Support and Documentation

Single sign-on and SAML

Enterprise publishers often deploy multiple applications, such as finance, personnel, and email, in addition to Brightspot. One way to reduce the burden of remembering usernames and passwords for each application is to use single sign-on (SSO): editors log in to an SSO, and that login gives them access to the applications they need. Brightspot uses Security Assertion Markup Language (SAML) as the messaging platform with the SSO server.

Activating single sign on

This section describes how to activate single sign-on for Brightspot.

Procedure. To activate single sign-on:
  1. From the Navigation Menu, expand Admin, and select Sites & Settings.

  2. In the Sites widget, select Global. The Edit Global widget appears.

  3. Under CMS, expand Security.

  4. Under Authenticators, click |mi-add_circle_outline|. A form appears.

  5. From the Providers list, select one of the available SAML authenticators. (If no SAML authenticators are in the list, you may need to configure them as described in Configuring Brightspot for SAML or Deploying SAML.)

  6. Click Save.

Associating SSO groups with Brightspot roles

In most scenarios, single sign-on servers associate users with groups. Similarly, most publishers associate Brightspot editors with roles. As a best practice, you should associate the SSO groups with the corresponding Brightspot roles. This practice ensures that when an editor successfully logs in through single sign-on, Brightspot associates the editor with the correct role.

Caution

If a group on the SSO server is not associated with a Brightspot role, all users associated with that group are denied login to Brightspot (even if they pass authentication on the SSO server). Ensure all groups on the SSO server are appropriately associated with Brightspot roles.

Warning

If you do not configure any group-role associations, then any editor passing SSO authentication is granted login to Brightspot with no role, which may be the administrator role. Ensure you configure at least one group-role association.

Procedure. To associate SSO groups with Brightspot roles:
  1. From the Navigation Menu, expand Admin, and select Sites & Settings.

  2. Under Legacy Settings, click Saml. The Edit Saml widget appears.

  3. Under Groups to Roles, do the following:

    1. Click |mi-add_circle_outline|. A form appears.

      Associating SSO groups with Brightspot roles
      Figure 123. Associating SSO groups with Brightspot roles


    2. In the Group field, enter a group existing on the SSO server.

    3. In the Role field, select an existing Brightspot role.

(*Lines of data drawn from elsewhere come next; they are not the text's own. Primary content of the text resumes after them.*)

PR #832, opened 2024-03-12
Fix treatment of distance for alternate backends

### LINKED ISSUE #830: Treatment of distance using ellc
Hi everybody,
I was trying to do something akin to SED using ellc backend in Phoebe 2.4.11
It seems that fluxes scale as 1/d^4 instead of 1/d^2.
I tried to do as an example sun with a small companion
and test for a value of solar constant - code below.
To obtain reasonable flux around 1360 W/m^2 I came up with
b['distance@system']=np.sqrt(1.5e11/np.sqrt(3.14))
and that seems to work.
Do you have an idea what is going on?

Using phoebe backend gives correct values.

Thanks a lot,
Jozef Liptak

=====================================================================
```
import phoebe
from phoebe import u # units
import numpy as np

logger = phoebe.logger()

b= phoebe.default_binary()
b.set_value('teff@primary', 5770)
b.set_value('requiv@primary', 1.0)
b.set_value('period@binary', 365)
b.set_value('teff@secondary', 3500)
b.set_value('q', 0.08)
b.set_value('requiv@secondary', 0.1)
b.set_value('sma@binary', 215)
b.set_value('incl@binary', 90)

b.add_dataset('lc', compute_times=phoebe.linspace(0,1000,10), overwrite=True, dataset='lc_K')
b['passband@lc_K']='Bolometric:900-40000'
b['pblum_mode@lc_K@dataset']='absolute'
b['distance@system']=np.sqrt(1.5e11/np.sqrt(3.14))

b.add_compute('ellc', compute='fastcompute', overwrite=True)
b.set_value_all(qualifier='ld_mode', value='lookup')
b.set_value_all('ld_coeffs_source', value='phoenix')
b.set_value_all('atm', 'phoenix')
b.run_compute(model='init0', compute='fastcompute', overwrite=True)

afig, mplfig  = b.plot( x='phases', model='init0', save='test.pdf', show=True)
```

kecnry:
This PR avoids the duplicated handling of distance for alternate backends (except for legacy) that was erroneously introduced by #606.

This fixes #830

### DIFF
--- a/phoebe/frontend/bundle.py
+++ b/phoebe/frontend/bundle.py
@@ -12124,20 +12124,22 @@ class Bundle(ParameterSet):
                                 logger.debug("applying scale_factor={} to {} parameter in mesh".format(scale_factor, mesh_param.qualifier))
                                 mesh_param.set_value(mesh_param.get_value()*scale_factor, ignore_readonly=True)
 
-                # handle flux scaling based on distance and l3
-                # NOTE: this must happen AFTER dataset scaling
-                distance = self.get_value(qualifier='distance', context='system', unit=u.m, **_skip_filter_checks)
-                for flux_param in ml_params.filter(qualifier='fluxes', kind='lc', **_skip_filter_checks).to_list():
-                    dataset = flux_param.dataset
-                    if dataset in datasets_dsscaled:
-                        # then we already handle the scaling (including l3)
-                        # above in dataset-scaling
-                        continue
+                # alternate backends other than legacy already account for distance via pbflux
+                if computeparams.kind in ['phoebe', 'legacy']:
+                    # handle flux scaling based on distance and l3
+                    # NOTE: this must happen AFTER dataset scaling
+                    distance = self.get_value(qualifier='distance', context='system', unit=u.m, **_skip_filter_checks)
+                    for flux_param in ml_params.filter(qualifier='fluxes', kind='lc', **_skip_filter_checks).to_list():
+                        dataset = flux_param.dataset
+                        if dataset in datasets_dsscaled:
+                            # then we already handle the scaling (including l3)
+                            # above in dataset-scaling
+                            continue
 
-                    fluxes = flux_param.get_value(unit=u.W/u.m**2)
-                    fluxes = fluxes/distance**2 + l3s.get(dataset)
+                        fluxes = flux_param.get_value(unit=u.W/u.m**2)
+                        fluxes = fluxes/distance**2 + l3s.get(dataset)
 
-                    flux_param.set_value(fluxes, ignore_readonly=True)
+                        flux_param.set_value(fluxes, ignore_readonly=True)
 
                 # handle vgamma and rv_offset
                 vgamma = self.get_value(qualifier='vgamma', context='system', unit=u.km/u.s, **_skip_filter_checks)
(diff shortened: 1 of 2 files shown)


kecnry:
Seems the tests are failing when attempting to generate a synthetic light curve with jktebop - will have to investigate further or fallback to just testing ellc for now.

phoebe/frontend/bundle.py
```diff
@@ -12124,20 +12124,22 @@ def _scale_fluxes_cfit(fluxes, scale_factor):
...
-                # NOTE: this must happen AFTER dataset scaling
-                distance = self.get_value(qualifier='distance', context='system', unit=u.m, **_skip_filter_checks)
-                for flux_param in ml_params.filter(qualifier='fluxes', kind='lc', **_skip_filter_checks).to_list():
-                    dataset = flux_param.dataset
-                    if dataset in datasets_dsscaled:
-                        # then we already handle the scaling (including l3)
-                        # above in dataset-scaling
-                        continue
+                # alternate backends other than legacy already account for distance via pbflux
+                if computeparams.kind in ['phoebe', 'legacy']:
```
aprsa, line 12128: so we don't need to do anything if the backend isn't one of these?

tests/tests/test_distance/test_distance.py
```diff
@@ -0,0 +1,39 @@
+"""
+"""
+import phoebe
+
+
+def test_distance_scaling_alt_backend(verbose=False, plot=False):
+    b = phoebe.Bundle.default_binary()
```
aprsa, line 7: is there a reason you prefer a call to Bundle even though default_binary() is exposed in top-level?

tests/tests/test_distance/test_distance.py
```diff
@@ -0,0 +1,39 @@
...
+
+    b.add_dataset('lc', compute_phases=[0.25])
+    for backend in phoebe.list_available_computes():
+        if backend == 'phoebe':
+            # compute options already exist
+            continue
+        if backend == 'jktebop':
+            # TODO: re-enable this in the test, currently fails on CI
```
aprsa, line 15: does this limit the use of jktebop for distances?

aprsa (approved):

tests/tests/test_distance/test_distance.py
kecnry: no, I just copy-pasted from another test that was probably written before the shortcut.  They're identical though.

tests/tests/test_distance/test_distance.py
kecnry: no, it just means we don't have test coverage.  The problem is with _running_ jktebop on CI, not necessarily the distance treatment.

phoebe/frontend/bundle.py
kecnry: phoebe and legacy were not affected by the bug, if that's what you're asking.  All other alternate backends which use pbflux were double-accounting for distance, but do not any longer.

tests/tests/test_distance/test_distance.py
aprsa: it would be nice to have a consistent treatment throughout the test suite, so my suggestion would be to decide and stick with one, especially in the newly written code.

aprsa: I've done most of that work already when I ensured pytest compatibility, so I don't think it'll be nearly as daunting to finish. But at least for newly added tests let's try to be consistent?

    4. Repeat steps a–c to associate additional groups to roles.

  4. Click Save.

Referring to the illustration Associating SSO groups with Brightspot roles, an editor signing on through SSO and has the group ssoBrightspotEditors receives all the permissions in Brightspot associated with the role Editors.

Enabling or disabling SSO logins

If your version of Brightspot is part of a single sign-on environment, you can enable or disable an editor's ability to log in to Brightspot over SSO.

Procedure. To enable or disable SSO logins:
  1. From the Navigation Menu, expand Admin, and select Users & Roles..

  2. In the Users widget, select the user whose login you want to enable or disable.

  3. Under SAML, toggle on or off Saml Disable Login.

  4. Click Save.

Reviewing SSO logins

If your version of Brightspot is part of a single sign-on environment, you can review an editor's SSO information received from the authentication server.

Procedure. To review an editor's SSO login:
  1. From the Navigation Menu, expand Admin, and select Users & Roles..

  2. In the Users widget, select the user whose SSO login you want to review.

  3. Under SAML, and using the following table as a reference, review the login.

The following table describes the SSO fields you can review.

Field

Description

Saml Username

Editor's email address as assigned on the authentication server. Brightspot uses this address as the editor's username.

Saml Instance

SAML configuration used to authenticate the editor.

Effective Role

Editor's role as assigned on the authentication server. Brightspot assigns the editor to this role.

Saml Disable Login

Indicates if the editor is allowed to log in using SSO. If toggled on, the editor cannot log in to Brightspot.